- Tecolote Location within New Mexico
- Coordinates: 35°27′38″N 105°17′03″W﻿ / ﻿35.46056°N 105.28417°W
- Country: United States
- State: New Mexico
- County: San Miguel

Area
- • Total: 5.63 sq mi (14.57 km^{2})
- • Land: 5.63 sq mi (14.57 km^{2})
- • Water: 0 sq mi (0.00 km^{2})
- Elevation: 6,316 ft (1,925 m)

Population (2020)
- • Total: 234
- • Density: 41.6/sq mi (16.06/km^{2})
- Time zone: UTC-7 (Mountain (MST))
- • Summer (DST): UTC-6 (MDT)
- Area code: 505
- GNIS feature ID: 2584222

= Tecolote, New Mexico =

Tecolote is an unincorporated community and census-designated place in San Miguel County, New Mexico, United States. As of the 2020 census, Tecolote had a population of 234. The community is located along Interstate 25 at Exit 335.

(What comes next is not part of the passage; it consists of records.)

PR #1127, opened 2026-07-02
Restore OnError routing for NPC-sourced WhenPropertyChanged emissions

dwcullop:
## Summary

PR #1111 fixed a TOCTOU race in `WhenPropertyChanged` / `WhenValueChanged`, but a follow-up commit in that PR stopped routing downstream exceptions through `OnError`. Because these emissions originate from an `INotifyPropertyChanged` callback, an unhandled `OnNext` throw escaped **raw out of the property setter** that raised `PropertyChanged`: setting a property could throw because some unrelated observer misbehaved.

This restores the error routing on both the shallow (`x => x.Prop`) and deep-chain (`x => x.A.B.Prop`) paths.

## What changed

- `SinglePropertySubscription.EmitCurrent` and `DeepChainSubscription.ProcessSignal` again wrap the accessor read, chain walk, and downstream `OnNext` in try/catch, routing any exception through `OnError`. A subscriber that supplied an error handler now observes the failure instead of it escaping into the setter.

Etymology: The name is Mexican Spanish for "owl" (from Nahuatl tecolatl).
==Geography==
According to the U.S. Census Bureau, the community has an area of 5.625 mi2, all land.

==Demographics==

Historical population
| Census | Pop. | Note | %± |
| 2020 | 234 |  | — |
U.S. Decennial Census

==Education==
It is in the West Las Vegas Schools school district. West Las Vegas High School is the area high school.